# What you are asked to do:
Return each line below holding the string "environment".

# Given data:
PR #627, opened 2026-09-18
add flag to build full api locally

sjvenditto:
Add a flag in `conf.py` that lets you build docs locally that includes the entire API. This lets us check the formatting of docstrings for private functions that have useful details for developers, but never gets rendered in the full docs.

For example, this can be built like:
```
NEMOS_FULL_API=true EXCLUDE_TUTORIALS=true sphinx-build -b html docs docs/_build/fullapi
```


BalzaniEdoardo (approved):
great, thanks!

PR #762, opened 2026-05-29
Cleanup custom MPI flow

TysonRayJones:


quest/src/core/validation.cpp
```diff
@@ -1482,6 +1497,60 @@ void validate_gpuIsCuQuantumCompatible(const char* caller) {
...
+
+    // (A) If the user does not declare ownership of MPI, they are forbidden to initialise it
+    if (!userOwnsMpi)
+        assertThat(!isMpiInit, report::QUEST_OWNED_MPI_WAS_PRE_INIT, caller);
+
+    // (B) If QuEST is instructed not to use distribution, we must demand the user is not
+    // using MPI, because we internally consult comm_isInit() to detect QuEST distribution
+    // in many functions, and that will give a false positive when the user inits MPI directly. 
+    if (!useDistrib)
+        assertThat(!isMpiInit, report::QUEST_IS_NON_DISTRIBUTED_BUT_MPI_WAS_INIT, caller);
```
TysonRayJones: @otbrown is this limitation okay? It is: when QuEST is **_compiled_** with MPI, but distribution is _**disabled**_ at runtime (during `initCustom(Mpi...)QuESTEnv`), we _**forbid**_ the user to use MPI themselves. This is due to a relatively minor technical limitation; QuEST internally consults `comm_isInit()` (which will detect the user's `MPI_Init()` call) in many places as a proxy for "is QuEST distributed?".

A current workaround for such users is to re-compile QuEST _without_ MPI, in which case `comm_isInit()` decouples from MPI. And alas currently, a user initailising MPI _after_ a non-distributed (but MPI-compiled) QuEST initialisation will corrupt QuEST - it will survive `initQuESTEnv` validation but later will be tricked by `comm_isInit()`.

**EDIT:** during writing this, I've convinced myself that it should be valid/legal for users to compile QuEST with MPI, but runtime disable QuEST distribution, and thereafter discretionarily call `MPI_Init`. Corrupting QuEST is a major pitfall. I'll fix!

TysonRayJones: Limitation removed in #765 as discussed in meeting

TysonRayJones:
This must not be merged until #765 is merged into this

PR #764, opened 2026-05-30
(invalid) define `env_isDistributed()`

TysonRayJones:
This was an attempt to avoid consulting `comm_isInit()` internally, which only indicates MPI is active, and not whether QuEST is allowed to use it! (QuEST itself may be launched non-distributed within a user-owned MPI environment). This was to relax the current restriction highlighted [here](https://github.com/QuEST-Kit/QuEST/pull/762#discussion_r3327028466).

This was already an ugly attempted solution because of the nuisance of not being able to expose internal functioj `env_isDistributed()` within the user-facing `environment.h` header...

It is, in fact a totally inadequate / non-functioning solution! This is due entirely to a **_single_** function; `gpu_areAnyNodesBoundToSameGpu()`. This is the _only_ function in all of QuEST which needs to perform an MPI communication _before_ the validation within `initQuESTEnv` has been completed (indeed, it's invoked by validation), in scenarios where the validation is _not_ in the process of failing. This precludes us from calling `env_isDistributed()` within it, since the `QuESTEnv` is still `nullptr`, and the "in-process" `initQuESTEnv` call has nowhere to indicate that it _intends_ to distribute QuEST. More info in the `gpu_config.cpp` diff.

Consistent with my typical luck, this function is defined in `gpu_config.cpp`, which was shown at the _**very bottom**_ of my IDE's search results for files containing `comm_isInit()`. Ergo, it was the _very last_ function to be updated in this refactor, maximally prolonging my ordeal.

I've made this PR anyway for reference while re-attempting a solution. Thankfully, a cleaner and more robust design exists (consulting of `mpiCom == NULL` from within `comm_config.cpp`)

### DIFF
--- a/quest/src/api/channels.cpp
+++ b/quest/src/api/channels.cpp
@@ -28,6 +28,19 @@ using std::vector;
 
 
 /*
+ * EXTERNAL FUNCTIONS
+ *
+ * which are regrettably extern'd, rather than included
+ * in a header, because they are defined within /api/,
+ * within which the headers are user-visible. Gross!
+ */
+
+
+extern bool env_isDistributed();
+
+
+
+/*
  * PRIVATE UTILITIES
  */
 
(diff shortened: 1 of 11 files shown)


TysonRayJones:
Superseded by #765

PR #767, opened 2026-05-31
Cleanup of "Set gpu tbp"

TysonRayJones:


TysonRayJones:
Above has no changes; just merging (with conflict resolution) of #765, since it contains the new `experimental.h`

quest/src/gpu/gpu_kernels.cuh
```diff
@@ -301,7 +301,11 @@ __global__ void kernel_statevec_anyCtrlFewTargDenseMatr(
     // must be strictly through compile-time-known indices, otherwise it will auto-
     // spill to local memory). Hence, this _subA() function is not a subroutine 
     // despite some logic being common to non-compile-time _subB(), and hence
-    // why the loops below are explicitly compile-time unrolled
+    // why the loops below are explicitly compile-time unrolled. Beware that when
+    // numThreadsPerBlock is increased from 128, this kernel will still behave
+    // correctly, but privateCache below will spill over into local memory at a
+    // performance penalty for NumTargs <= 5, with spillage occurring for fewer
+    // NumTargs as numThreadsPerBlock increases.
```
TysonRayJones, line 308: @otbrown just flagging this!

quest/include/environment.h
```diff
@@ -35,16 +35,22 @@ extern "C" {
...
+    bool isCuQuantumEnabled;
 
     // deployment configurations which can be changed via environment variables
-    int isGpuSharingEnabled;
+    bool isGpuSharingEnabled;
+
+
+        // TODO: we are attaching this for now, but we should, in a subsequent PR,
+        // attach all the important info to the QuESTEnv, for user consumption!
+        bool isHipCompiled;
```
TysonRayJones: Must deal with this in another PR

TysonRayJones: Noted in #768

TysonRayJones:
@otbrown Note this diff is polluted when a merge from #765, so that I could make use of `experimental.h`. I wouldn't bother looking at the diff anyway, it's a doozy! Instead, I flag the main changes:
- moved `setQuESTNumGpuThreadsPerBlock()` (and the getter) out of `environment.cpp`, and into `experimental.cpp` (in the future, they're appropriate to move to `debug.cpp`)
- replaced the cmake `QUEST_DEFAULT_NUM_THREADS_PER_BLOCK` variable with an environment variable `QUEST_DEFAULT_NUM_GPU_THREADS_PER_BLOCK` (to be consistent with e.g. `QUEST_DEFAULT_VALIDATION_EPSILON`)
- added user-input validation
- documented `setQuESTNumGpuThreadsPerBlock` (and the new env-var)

# Task answer:
This was an attempt to avoid consulting `comm_isInit()` internally, which only indicates MPI is active, and not whether QuEST is allowed to use it! (QuEST itself may be launched non-distributed within a user-owned MPI environment). This was to relax the current restriction highlighted [here](https://github.com/QuEST-Kit/QuEST/pull/762#discussion_r3327028466).
This was already an ugly attempted solution because of the nuisance of not being able to expose internal functioj `env_isDistributed()` within the user-facing `environment.h` header...
quest/include/environment.h
     // deployment configurations which can be changed via environment variables
- moved `setQuESTNumGpuThreadsPerBlock()` (and the getter) out of `environment.cpp`, and into `experimental.cpp` (in the future, they're appropriate to move to `debug.cpp`)
- replaced the cmake `QUEST_DEFAULT_NUM_THREADS_PER_BLOCK` variable with an environment variable `QUEST_DEFAULT_NUM_GPU_THREADS_PER_BLOCK` (to be consistent with e.g. `QUEST_DEFAULT_VALIDATION_EPSILON`)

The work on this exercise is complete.